Senator
- In office 14 August 1951 – 22 July 1954
- Constituency: Nominated by the Taoiseach

Personal details
- Born: 14 February 1878 Cork, Ireland
- Died: 31 December 1964 (aged 86) Cork, Ireland
- Party: Fianna Fáil
- Education: St Patrick's College, Dublin

= Daniel Corkery (author) =

Irish politician, writer and academic (1878–1964)

Daniel Corkery (Dónall Ó Corcora; 14 February 1878 – 31 December 1964) was an Irish politician, writer and academic. He is known as the author of The Hidden Ireland, a 1924 study of the poetry of eighteenth-century Irish language poets in Munster.

==Academic career==
Corkery was born in Cork city and educated at Presentation Brothers College before training as a teacher at St Patrick's College, Dublin. He taught at Saint Patrick’s School in Cork, but resigned from there in 1921 when he was refused the headmastership. Among his students there were writer Frank O'Connor and sculptor Séamus Murphy.

After leaving St. Patrick's, Corkery taught art for the local technical education committee, before becoming inspector of Irish in 1925 and Professor of English at University College Cork in 1930. Among his students in UCC were Seán Ó Tuama. Corkery was often a controversial figure in academia for his 'nativist' views on Irish literature. His views sometimes resulted in conflict with scholars of the Irish language, including Pádraig de Brún and de Brún's niece Máire Mhac an tSaoi. Ó Tuama, however, was a frequent defender of Corkery's reputation.

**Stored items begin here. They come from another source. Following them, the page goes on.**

PR #2340, opened 2024-03-04
Remove print

vertism:
## Description
The `p` used here is not a paragraph tag but surprisingly the alias of `print`! It's causing the a tag to be output in the logs which is making the test logs quite noisy.


MeenaModhvadia (approved):
LGTM

PR #2347, opened 2024-03-13
Monthly report to exclude rejected cases

lucas-shaw:
## Description
Rejected offender SAR cases to be excluded from the monthly reports and custom reports.

## Self-review checklist

* [ ] (3) Tests passing

### Related JIRA tickets
https://dsdmoj.atlassian.net/jira/software/c/projects/CDPT/boards/1152?selectedIssue=CDPT-1366


app/services/stats/r205_offender_sar_monthly_performance_report.rb
```diff
@@ -23,7 +23,7 @@ def case_analyzer
     end
 
     def case_scope
-      Case::Base.offender_sar.where(received_date: @period_start..@period_end)
+      Case::Base.offender_sar.where(received_date: @period_start..@period_end).where.not(current_state: "rejected")
```
vertism, line 26: Should this also exclude rejected cases that have been closed?

app/services/stats/r205_offender_sar_monthly_performance_report.rb
```diff
@@ -23,7 +23,8 @@ def case_analyzer
     end
 
     def case_scope
-      Case::Base.offender_sar.where(received_date: @period_start..@period_end)
+      number = Case::Base.arel_table[:number]
```
vertism, line 26: I think it might be worth creating a scope on the model for "not_rejected" as we might want to re-use it and naming it will provide some self documentation.

I'm sure what you've done works, but I'm not really familiar with the code you've used.
An alternative would be to use something like
```
where.not("LEFT(cases.number, 1) = 'R'")
```

If we are using the number, then potentially we don't need the state check as well.

app/services/stats/r205_offender_sar_monthly_performance_report.rb
```diff
@@ -23,7 +23,7 @@ def case_analyzer
     end
 
     def case_scope
-      Case::Base.offender_sar.where(received_date: @period_start..@period_end)
+      Case::SAR::Offender.offender_sar.not_rejected.where(received_date: @period_start..@period_end)
```
vertism, line 26: You can leave this as `Case::Base.offender_sar`

vertism (approved):
LGTM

In his late twenties, he learnt Irish and this brought him into contact with members of the Irish language revival movement, including Terence MacSwiney, T. C. Murray and Con O'Leary, with whom he founded the Cork Dramatic Society in 1908. His plays Embers and The Hermit and the King were performed by the society. Later plays were staged at the Abbey Theatre, including The Labour Leader (1919) and The Yellow Bittern (1920). He also wrote short stories, including the collections A Munster Twilight (1916), The Hounds of Banba (1920), The Stormy Hills (1929), Earth Out of Earth (1939), The Wager, and other stories (1950), and a novel, The Threshold of Quiet (1917).

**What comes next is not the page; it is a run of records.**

PR #2355, opened 2024-03-18
Rename rejected state

vertism:
## Description
Changing the initial state of a rejected case to "invalid_submission" to remove confusion when between a case in that state and one that is still not accepted that has been closed.

## Self-review checklist

* [ ] (3) Tests passing

### DIFF
--- a/spec/validators/closed_case_validator_spec.rb
+++ b/spec/validators/closed_case_validator_spec.rb
@@ -74,7 +74,7 @@ describe "ClosedCaseValidator" do
       end
 
       it "does not error with blank date_responded when case is rejected" do
-        kase.current_state = "rejected"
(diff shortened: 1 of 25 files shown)


spec/validators/closed_case_validator_spec.rb
```diff
@@ -74,7 +74,7 @@
       end
 
       it "does not error with blank date_responded when case is rejected" do
```
lucas-shaw, line 76: Should this say "when case is invalid_submission"?

vertism: I think this is OK, because it's saying the case has been rejected and the initial state of a rejected case is "invalid_submission".

lucas-shaw (approved):
LGTM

His non-fiction included The Hidden Ireland (1924), a work about the riches of eighteenth-century Irish poetry. In this he attempted to reconstruct a worldview preserved by Gaelic poets amongst the poor and oppressed Catholic peasantry of the Penal Laws era, virtually invisible in the Anglo-Irish tradition that had dominated the writing of Irish history. "An instant, influential classic", wrote Patrick Walsh, "its version of the past provided powerful cultural underpinning to the traditional nationalist history that became, in the 1930s, the educational orthodoxy of the new state".

Corkery lived on Gardiners Hill in Cork and in 1931 was elected president of his local GAA club, Brian Dillons.

Corkery's papers are held in the Boole Library of University College Cork.

==Political career==
He was a member of Seanad Éireann for Fianna Fáil from 1951 to 1954 when he was nominated by the Taoiseach.

==General==
Every year, in the third week of July, the Daniel Corkery Summer School is held in the village of Inchigeelagh, County Cork. Activities include landscape painting, Irish translation, choral singing, lectures, sessions, and concerts.

==Works==
- A Munster Twilight, Talbot Press, Dublin, 1917.
- The Threshold of Quiet, Talbot Press, Dublin; T. Fisher Unwin, London, 1917.
- The Labour Leader, Talbot Press, Dublin; T.Fisher Unwin, London, 1920
- The Yellow Bittern, and other plays, Talbot Press: Dublin; T. Fisher Unwin: London, 1920.
- The Hounds of Banba, Talbot Press, Dublin, T. Fisher Unwin, London, 1921.
- I Bhreasail. A book of lyrics, Elkin Mathews, London, 1921.
- The Hidden Ireland, M. H. Gill & Son, Dublin, 1924.
- The Stormy Hills, Jonathan Cape: London (printed Dublin), 1929.
- Synge and Anglo-Irish Literature: A study, Cork University Press, 1931.
- Earth out of Earth, Talbot Press, Dublin & Cork, 1939.
- Resurrection, Talbot Press: Dublin, 1942.
- What's this about the Gaelic League?, Conradh na Gaeilge, Dublin, 1942.
- The Wager, and other stories, illustrated by Elizabeth Rivers, Devin-Adair, New York, 1950.
- The Fortunes of the Irish Language, C. J. Fallon, Dublin, 1954.